• [Task to carry out]:
Across the listing below, how many lines have the word "timestamps" in them? Provide only the number.

• [Information provided]:
PR #420, opened 2016-05-18
New optional koji_task_id parameter for list_builds.

twaugh:
This allows clients to filter listed builds by their koji-task-id label.

CC @lcarva, @breillyrh

### DIFF
--- a/osbs/core.py
+++ b/osbs/core.py
@@ -420,19 +420,31 @@ class Openshift(object):
             return response.iter_lines()
         return response.content
 
-    def list_builds(self, build_config_id=None, field_selector=None):
+    def list_builds(self, build_config_id=None, koji_task_id=None,
+                    field_selector=None):
         """
         List builds matching criteria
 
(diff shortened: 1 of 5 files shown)


lcarva:
LGTM

osbs/core.py
```diff
@@ -420,19 +420,31 @@ def logs(self, build_id, follow=False, build_json=None, wait_if_missing=False):
             return response.iter_lines()
         return response.content
 
-    def list_builds(self, build_config_id=None, field_selector=None):
+    def list_builds(self, build_config_id=None, koji_task_id=None,
+                    field_selector=None):
```
breillyrh: Slightly concerned about changing the order of arguments, but it looks like optional arguments are always specified. LGTM.

twaugh: This is for the internal method. The API method for the OSBS class, the one you actually call, preserves the order (new parameter goes at the end).

twaugh: And yes, for internal usage the build_config_id parameter is always specified by name when used (1 place).

PR #423, opened 2016-05-20
run compress plugin after pulp_push

twaugh:
Now that pulp_push is smart enough to strip layers from the tarball, it is more efficient to let it do that manipulation before the tarball we'll upload to Koji is compressed.

This saves a round of decompression.

### DIFF
--- a/inputs/prod_inner.json
+++ b/inputs/prod_inner.json
@@ -80,13 +80,6 @@
   ],
   "postbuild_plugins": [
     {
-      "name": "compress",
-      "args": {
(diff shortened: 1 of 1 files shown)


vrutkovs:
+1 on this one

lcarva:
LGTM

mmilata:
LGTM

I think I've merged the old version of the commit:( Was there anything different?

twaugh:
No, just a rebase. Sorry, I didn't let you know that was coming...

PR #299, opened 2019-05-01
include actions with no group when sorting actions by group

### LINKED ISSUE #298: Order by group excludes actions with no group
When using `as_get_scheduled_actions` with `orderby` => `group`, the WP Post store excludes scheduled actions that have the default `''` group. 

The `get_query_actions_sql ` function uses `INNER JOIN` https://github.com/Prospress/action-scheduler/blob/master/classes/ActionScheduler_wpPostStore.php#L304:L306 which requires the scheduled action to have a record in the term relationships table to be included in the query results.

### Steps to reproduce
1. Create a test scheduled action with no group
1. Call `as_get_scheduled_actions( array( 'orderby' => 'group', 'order' => 'asc' ) )`
1. Call `as_get_scheduled_actions( array( 'orderby' => 'group', 'order' => 'desc' ) )`
1. The new action won't be included in either result set

rrennick:
Fixes #298 

This PR changes the WP Post Store get actions SQL for `orderby` => `group` queries to use `LEFT JOIN` to allow actions without a group to be included in the query results.

### Steps to test
1. Follow the steps to reproduce outlined in the issue
1. The new action should be returned in the results of step 2.

### DIFF
--- a/classes/ActionScheduler_wpPostStore.php
+++ b/classes/ActionScheduler_wpPostStore.php
@@ -308,11 +308,8 @@ class ActionScheduler_wpPostStore extends ActionScheduler_Store {
 			$sql .= " INNER JOIN {$wpdb->term_relationships} tr ON tr.object_id=p.ID";
 			$sql .= " INNER JOIN {$wpdb->term_taxonomy} tt ON tr.term_taxonomy_id=tt.term_taxonomy_id";
 			$sql .= " INNER JOIN {$wpdb->terms} t ON tt.term_id=t.term_id";
-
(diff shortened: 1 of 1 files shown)


thenbrent:
@rrennick I added SHA: a59011b to remove the redundant `! empty()` check, otherwise this LGTM.

I always think when sorting by a value, the `NULL` results should be at the end of the set, regardless of whether the order is `ASC` or `DESC`, but I don't think that needs to be a blocker here, especially given we're moving to custom tables.

PR #300, opened 2019-05-01
add 1 second delta to unit tests comparing sequential generated timestamps

rrennick:
This PR adds a 1 second delta to the two unit tests that frequently fail due to two sequentially generated timestamps falling across a (time) second boundary.


JPry:
@rrennick This looks good, but oddly there are a couple of tests that are still failing. Would you mind double-checking those?

rrennick:
@JPry Thanks :)

> but oddly there are a couple of tests that are still failing.

The allowed delta value is the 4th parameter vs the 3rd. I've updated the PR.

Issue #303, opened 2019-05-08
Add function_exists( 'add_action' ) check to initialization file


salcode:
## Loading Action Scheduler via Composer

When loading Action Scheduler via Composer, I need to autoload `vendor/prospress/action-scheduler/action-scheduler.php` which Composer supports natively 😃 .

    "autoload": {
        "files": [
            "vendor/prospress/action-scheduler/action-scheduler.php"
        ]
    },

This works great when `action-scheduler.php` is loaded within the context of WordPress.

## The Problem with Autoloading action-scheduler.php

If a project is also using a PHP based development tool (e.g. [PHP_CodeSniffer (phpcs)](https://github.com/squizlabs/PHP_CodeSniffer)), that tool runs outside of the context of WordPress. Because of this when `vendor/prospress/action-scheduler/action-scheduler.php` is autoloaded, a Fatal Error is thrown because `add_action()` is not a defined function ☹️ .

## Suggested Solution

By adding a `function_exists( 'add_action' )` check before calling `add_action()`, we could skip this fatal error when a PHP based development tool is run and `action-scheduler.php` is autoloaded via Composer.

Thanks for this great library (and regardless of how I load it) it is a big help on my current project.

Thanks!

salcode:
For reference: this same problem occurs when loading the CMB2 library as a composer dependency (see CMB2 [Issue 1270](https://github.com/CMB2/CMB2/issues/1270) *Add function_exists( 'add_action' ) check to initialization file*)

johnbillion:
IMO this isn't the correct solution. A WordPress plugin should be able to assume that the WordPress plugin API functions are available, otherwise every plugin in the WordPress ecosystem needs to be updated with `function_exists()` calls to make it compatible with Composer autoloading.

The mistake is that your project is autoloading a WordPress plugin. By its nature a WordPress plugin entrypoint file will almost always have side effects (most commonly by adding actions and filters) instead of simply declaring symbols, which makes it unfit and inappropriate for autoloading in the context of Composer.

Most established Composer-based project frameworks recommend to load WordPress plugins as actual plugins or mu-plugins, instead of autoloading them directly via Composer, for exactly the reason you've identified. For example [Bedrock has its own autoloader](https://roots.io/bedrock/docs/mu-plugins-autoloader/) and any must-use plugins are loaded at the correct point instead of being directly autoloaded in the Composer configuration.

salcode:
[...]

PR #304, opened 2019-05-08
Add check that function add_action() exists

salcode:
By checking that the function add_action() exists, before we call it, we
can avoid throwing a fatal error when a PHP tool is run (e.g. phpcs)
even if we are loading `action-scheduler.php` via Composer's autoload.

See #303

### DIFF
--- a/action-scheduler.php
+++ b/action-scheduler.php
@@ -25,7 +25,7 @@
  *
  */
 
-if ( ! function_exists( 'action_scheduler_register_2_dot_2_dot_5' ) ) {
+if ( ! function_exists( 'action_scheduler_register_2_dot_2_dot_5' ) && function_exists( 'add_action' ) ) {
 
 	if ( ! class_exists( 'ActionScheduler_Versions' ) ) {
 		require_once( 'classes/ActionScheduler_Versions.php' );


thenbrent:
Thanks for the background on this issue in #303 @salcode, and the PR.

This patch fixes the fatal error, but won't it also mean that Action Scheduler is never loaded when using Composer? (Because `action_scheduler_register_2_dot_2_dot_5()` will never be called.)

salcode:
@thenbrent 

Thanks for taking the time to look at this PR and for your response.

For context, I'm working on a WordPress plugin that loads Action Scheduler via Composer. In my tests this works (and I've not been able to come up with a scenario where this would not work but I certainly acknowledge I may not have thought of everything).

## Why  the `add_action()` function (usually) exists

Since the plugin is loaded by WordPress, the Composer autoloader in my plugin (which loads Action Scheduler) is loaded **after** the `add_action()` function has been defined by the WordPress core files.

## Preventing a bad situation

In any scenario where

```
add_action( 'plugins_loaded', 'action_scheduler_register_2_dot_2_dot_5', 0, 0 );
```

is going to execute successfully, our check that `function_exists( 'add_action' )` will be true, which will allow the call to occur.

It is only in the case where calling `add_action()` is going to cause a fatal error (because the function does not exist), that we skip the call. 

This additional conditional should only prevent bad calls to `add_action()`, not good ones.

thenbrent:
Thanks for this PR and your patience in convincing me it is the (only) feasible approach @salcode. Much appreciated!

salcode:
@thenbrent Thanks for all the time you took working with me on this, I really appreciate it.

Issue #293, opened 2019-04-23
Running recurring action scheduled in the past is rescheduled for Now


rrennick:
See https://github.com/woocommerce/woocommerce/issues/23414#issuecomment-485895442 for steps to reproduce.

This affects the WP post store `save_action` function when it's passed a `$scheduled_date` an interval in the future. The existing actions scheduled date is used instead of the passed `$scheduled_date`.

thenbrent:
In line with comments on #327, I'm reopening this so I can investigate it further.

thenbrent:
I've opened #330 to address the root issue here. I'm going to close this one now in lieu of that.

PR #309, opened 2019-05-15
add check for interval_in_seconds method

### LINKED ISSUE #308: Call to undefined method ActionScheduler_CronSchedule::interval_in_seconds()
`PHP Fatal error:  Uncaught Error: Call to undefined method ActionScheduler_CronSchedule::interval_in_seconds() in /var/www/html/wp-content/plugins/test/includes/vendor/prospress/action-scheduler/classes/ActionScheduler_wpPostStore.php:25
Stack trace:
#0 /var/www/html/wp-content/plugins/test/includes/vendor/prospress/action-scheduler/classes/ActionScheduler_Abstract_QueueRunner.php(82): ActionScheduler_wpPostStore->save_action(Object(ActionScheduler_Action), Object(ActionScheduler_DateTime))
#1 /var/www/html/wp-content/plugins/test/includes/vendor/prospress/action-scheduler/classes/ActionScheduler_Abstract_QueueRunner.php(68): ActionScheduler_Abstract_QueueRunner->schedule_next_instance(Object(ActionScheduler_Action))
#2 /var/www/html/wp-content/plugins/test/includes/vendor/prospress/action-scheduler/classes/ActionScheduler_QueueRunner.php(80): ActionScheduler_Abstract_QueueRunner->process_action('105893')
#3 /var/www/html/wp-content/plugins in /var/www/html/wp-content/plugins/test/includes/vendor/prospress/action-scheduler/classes/ActionScheduler_wpPostStore.php on line 25
`

I note that a similar issue was noted/fixed? https://github.com/Prospress/action-scheduler/issues/133

Is this related?

rrennick:
Fixes #308

This PR adds a check that the `interval_in_seconds` method exists which should have been included in https://github.com/Prospress/action-scheduler/commit/88359f0a2bb4438bbe6a1227d9918225f6b14cb6 .

### DIFF
--- a/classes/ActionScheduler_wpPostStore.php
+++ b/classes/ActionScheduler_wpPostStore.php
@@ -21,7 +21,7 @@ class ActionScheduler_wpPostStore extends ActionScheduler_Store {
 			$post_id = $this->save_post_array( $post_array );
 			$schedule = $action->get_schedule();
 
-			if ( ! is_null( $scheduled_date ) && $schedule->is_recurring() ) {
+			if ( ! is_null( $scheduled_date ) && $schedule->is_recurring() && method_exists( $schedule, 'interval_in_seconds' ) ) {
 				$schedule = new ActionScheduler_IntervalSchedule( $scheduled_date, $schedule->interval_in_seconds() );
 			}
 


thenbrent:
With this approach, I think the same bug fixed with #294 (reported in issue #293) will persist for recurring _cron_ actions. That's why I've proposed #327 and instead think we should get to the root of schedule data issue, which I've discussed in #330.

PR #314, opened 2019-06-10
allow queue cleaner to be disabled via filter

### LINKED ISSUE #313: Allow disabling the queue cleaner
While you would not want to permanently disable the queue cleaner there could be situations where a site owner might want to temporarily disable it. Currently, this can only be accomplished by filtering the lifespan to a large time frame.

The use case that I have/had is in testing the migration script in #259, I had a DB backup with a large number of scheduled actions that I was restoring to re-test the migration process. As the backup aged, some scheduled actions were being deleted by the cleaner while the migration was running.

I'll do a PR to add a check on the filtered value and if it's 0 then skip the cleaning process.

rrennick:
Fixes #313

This PR disables the queue cleaner when the `action_scheduler_retention_period` returns a `null`.

### Testing instructions

- Add a filter `add_filter( 'action_scheduler_retention_period', '__return_null' );`
- Modify a completed scheduled action in the database to have a modified date older than 30 days.
- Run the action scheduler through WP CLI `$ wp action-scheduler run`
- Check that the modified action is still in the database.

Note: `__return_zero` is used in the unit tests to clear all the completed/cancelled actions from the queue. The alternative of `null` is used.

### DIFF
--- a/classes/ActionScheduler_QueueCleaner.php
+++ b/classes/ActionScheduler_QueueCleaner.php
@@ -31,7 +31,11 @@ class ActionScheduler_QueueCleaner {
 
 	public function delete_old_actions() {
 		$lifespan = apply_filters( 'action_scheduler_retention_period', $this->month_in_seconds );
-		$cutoff = as_get_datetime_object($lifespan.' seconds ago');
+		if ( null === $lifespan ) {
+			return;
+		}
+
+		$cutoff = as_get_datetime_object( $lifespan . ' seconds ago' );
 
 		$statuses_to_purge = array(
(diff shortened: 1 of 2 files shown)


rrennick:
Due to the imprecision of int -> float conversions there are values where a 1 second difference produces a 1.0000000001 floating point difference which is greater than 1.0. This causes the 1 second delta in https://github.com/Prospress/action-scheduler/pull/314/commits/ef82ebcba3e66a9656949e0df361cd678ca0c6d2 to fail. Bumping to 2 will eliminate this intermittent occurance.

thenbrent:
LGTM. 👍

• [Answer area]:
2